During orientation on an assessment task the test taker tries to find out the required outcomes of the task and expectations about the way these outcomes can be achieved. A clear assignment will support this orientation, including a clear statement about the product, the approach, the tools to be used, the criteria of quality and accuracy to be taken into account.

In order to create appropriate intrinsic task load in the presentation of the assignment it is essential that test takers are stimulated to show intended target behavior, including the steps to be taken, strategies to be used, tools to be used, outcomes to be accomplished, according to a specified level of accuracy. Reducing extrinsic load in orientation is accomplished by optimizing the presentation of the assignment. It is important to align the thinking direction of the assignment with the task information, the use of clear, concrete and concise language in giving directions. In general, we content that it is better to have self-evident response methods than to use (long) explanations of how to respond.

3.2 Supporting Information Processing and Devising Solutions

During the process of comprehending task information (second process) and the process of considering and devising solutions (or answers, third process), the test taker actually processes information that is relevant for solving the task, including some starting situation. Decisions are made about which information is essential for task solution, and strategies are chosen and applied to arrive at a solution, either in separate steps or by directly responding. Task information to be presented can relate to multiple objects, persons, symbols, actions that the test taker needs to act on. These can be presented within different contexts, that differ in authenticity, and conveyed through different modes of presentation, that may address different senses resulting in different processing.

In order to create appropriate intrinsic task load (see Table 2.2), it is essential that information is necessary for the onset of the target skill, including solution processes at a level that fits to the developmental level of the target group.

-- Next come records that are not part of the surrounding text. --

PR #4035, opened 2020-07-11
Add listener for flyout events to playground.

### LINKED ISSUE #3976: Flyout Fires Workspace Click Event (parent workspace id)
**Describe the bug**

Very similar to #3975. I'm not sure what the desired behavior is here.

When you click on the background of an open flyout it fires a workspace click event. The workspaceId in the event is not the id of the flyout itself, but the id of the parent workspace.

**To Reproduce**

1. Turn on event logging.
2. Open the flyout.
3. Click the background of the flyout.
4. Observe the fired click event.

**Expected behavior**

Again I'm just not sure how it should work in this situation. I think my instinct is that it would fire, but it would use the flyout's id and not the id of the parent. But I'm not sure that that's the most useful way to structure it.

moniika:
## The basics

- [x] I branched from develop

### Resolves

#3976

### Proposed Changes

- Changes workspace linked to event to `startWorkspace_` for firing workspace click events.
- Adds option to listen to flyout workspace events

### Reason for Changes

- This changes makes it so the workspace id for a click event made on a flyout references the flyout workspace.
- Adding an option to listen to flyout workspace events is useful for debugging. Being able to only listen to main workspace events is valuable because it reduces the amount of events.

### Test Coverage

Tested on playground.

Tested on:
* Desktop Chrome

### Screenshots
The log events checkbox:
image
was changed to log main workspace events and log flyout events:
image

### DIFF
--- a/tests/playground.html
+++ b/tests/playground.html
@@ -147,10 +147,10 @@ function start() {
       document.getElementById('importExport').value = text;
     }
     // Restore event logging state.
-    var state = sessionStorage.getItem('logEvents');
-    logEvents(Boolean(Number(state)));
-    state = sessionStorage.getItem('logFlyoutEvents');
-    logFlyoutEvents(Boolean(Number(state)));
+    var logMainEventsState = sessionStorage.getItem('logEvents');
+    logEvents(Boolean(Number(logMainEventsState)));
+    var logToolboxFlyoutEventsState = sessionStorage.getItem('logFlyoutEvents');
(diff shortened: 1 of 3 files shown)


tests/playground.html
```diff
@@ -149,6 +149,8 @@
     // Restore event logging state.
     var state = sessionStorage.getItem('logEvents');
     logEvents(Boolean(Number(state)));
+    state = sessionStorage.getItem('logFlyoutEvents');
```
alschmiedt, line 152: nit: Use a different variable.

Media need to deliver a faithful presentation of the information. The degree of problem definition and structuring is need to be aligned with what is intended for the target group.

Reducing extrinsic task load in task information includes avoiding the use of distracting, non-functional context-information, including the use of confusing, stereotyping, exclusive or implausible contexts. Images, sound, and speech should be maximally noticeable. Printed characters, fonts need to be well readable, media controls should work intuitively, and if necessary, tools to perceive stimuli (e.g. microscope, headphones) need to function well.

3.3 Facilitating Responding

In the fourth phase the test taker prepares and expresses responses on the assignment. It needs to be clear on which target material he or she needs to act, how and in which mode is to be responded, and which sensory channels should be used, with or without the use of strategical tools (e.g. dictionaries, search engines), and technical tools (E.g. calculators, rulers, carpentry tools).

In order to create appropriate intrinsic task load (see Table 2.3) it is essential that all required facilities for responding activate the behavior necessary to observe the target skill in the intended task situations. This relates to the choice of material to be acted on, the level of support given (e.g. hints, structure), the format and the sensory channel that best expresses the intended behavior. Response tools should enable a natural expression of that behavior.

Extrinsic task load is reduced by stripping all sources of distraction, confusion, or mental overload. This can be done by deleting material, that is not to be acted upon in a task, avoiding unnecessary interactions, avoiding response channel-switches (from verbal-to visual), avoiding non-corresponding orders between task information text and (multiple choice) response options, using direct response modes. Finally, the response tools themselves should function technically fluently and intuitively.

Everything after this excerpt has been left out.